On Monday 22 November we had the annual evensong for Amnesty International. We are delighted to work with Salisbury Cathedral on this event, which has been running for a number of years now, especially as it ends in the Trinity Chapel where the Amnesty candle is situated and under the Prisoner of Conscience window.
All the celebrants are given a candle and carry these through at the end of the service to the chapel. Canon Robert Titley spoke during the service and he said:
This evening we hear one of the uglier Christmas stories. When the wise men visit local ruler Derod, they say the are looking for ‘the King of the Jews’, and he realises that they don’t mean him. Herod judges – rightly – that Jesus, the child they seek, is a threat to his kingdom and to his way of doing power. And so, says Mathew the gospel writer, Herod begins some targeted slaughter to neutralise this potential source of rebellion, and Jesus and his family must escape as refugees.
Herod’s way of doing power is of course still alive and kicking. Mathew would find present day Syria – where innocents are killed as a means of neutralising so-called ‘rebels’ – very familiar. He does not describe the experience of being a refugee, though it is unlikely that things were so different then:
the indifference of some of the native population in the land you come to
their understandable caution
their fear of the threat you might pose, especially if there are a lot of you – a ‘swarm’ perhaps
a tendency to talk about you as part of a lump, a collectivity, an issue, a problem, not a person with a story.
He then went on to talk about Amnesty today;
Throughout its 55 years, Amnesty – to the vexation of the Herods of this world – has tirelessly brought into the light the stories of people whose rights are abused, people like a teacher in Indonesia who we are supporting with our prayers during this month.
Groups like Amnesty International patiently and persistently bring to the minds of rulers and their representatives the stories of people they would rather forget.
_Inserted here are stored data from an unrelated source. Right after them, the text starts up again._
PR #471, opened 2016-05-06
Services not labs

TheDoubleK:
Depends on this version of the API running:
 - [x] https://github.com/alphagov/digitalmarketplace-api/pull/390

Fixes this bug: https://www.pivotaltracker.com/story/show/118986461

I've also done a bit of tidying up:
 * removing the `has_one_service_limit` function in favour of using the `lot['oneServiceLimit']` value directly
 * checking that the `framework_slug` and `lot_slug` in the URL match those of the draft being edited 
 * moving to using `lotSlug` rather than `lot` (they have identical values but we want to phase out using `lot` eventually)

This broke a lot more tests than I thought it would.

### DIFF
--- a/tests/app/helpers.py
+++ b/tests/app/helpers.py
@@ -86,19 +86,21 @@ FULL_G7_SUBMISSION = {
     "SQE2a": ["as a prime contractor, using third parties (subcontractors) to provide some services"]
 }
 
-EMPTY_G7_DRAFT = {
-    'id': 1,
-    'supplierId': 1234,
-    'supplierName': 'supplierName',
-    'frameworkName': 'G-Cloud 7',
-    'frameworkSlug': 'g-cloud-7',
-    'lot': 'scs',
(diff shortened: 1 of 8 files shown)


tests/app/helpers.py
```diff
@@ -86,6 +86,20 @@
     "SQE2a": ["as a prime contractor, using third parties (subcontractors) to provide some services"]
 }
 
+EMPTY_G7_DRAFT = {
```
allait: I'd make this a function that returns a new dictionary each time it's called (or even better, a py.test fixture). That gets rid of all the `.copy()` calls and makes sure that it or any of the nested items are never accidentally modified.

TheDoubleK: I went with making it a function in the end - couldn't see any immediate benefit to making it a py.test fixture right now.

allait:
👍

And now, as our continent faces the severest displacement of people since Second World War, refuges are at the top of Amnesty’s concerns.
Arthur Aron. Pic: Time.com
On Amnesty’s website you will find a short film called A Powerful Experiment. According to the psychologist Arthur Aron, four minutes of eye contact is enough to bring people close together, even to fall in love. And so, in a bare factory space, a group of native Europeans – women, men, and one girl – each sit with a refugee for four minutes.
In that space and time the ‘issue’ acquires a human face: Samira from Syria and Danuta from Poland and Fatima from Somalia: they open their eyes and at first just look at each other. Soon the are smiles – warm or perhaps shy – some tears, then words ‘nice moustache. I’m sixty-five. Are you new in Berlin? Eight months. And are you alone here or with your family? Alone. And finally, touch – a handshake, a hug, a game of It, and that word ‘refugee’ is made flesh.
In just four weeks’ time, we shall proclaim again the good news of the word of God made flesh and the birth of Jesus. The Christmas stories will remind us how glorious is the full ness of God: how infinitely treasured is each human life, made in the image of God.
And tonight we give thanks to God for Amnesty, for the patient, persistent work of its staff and volunteers in reminding the powerful of this treasure and how blasphemous it is to deny it; and reminding us all that the refugee glimpsed on a screen or news page is bone of our bone and flesh of our flesh, that each one, like each of us, has their story to tell.
Around 80 people attended which is fewer than usual but the bad weather would have deterred many. Our thanks to Cathedral staff for their help with this event.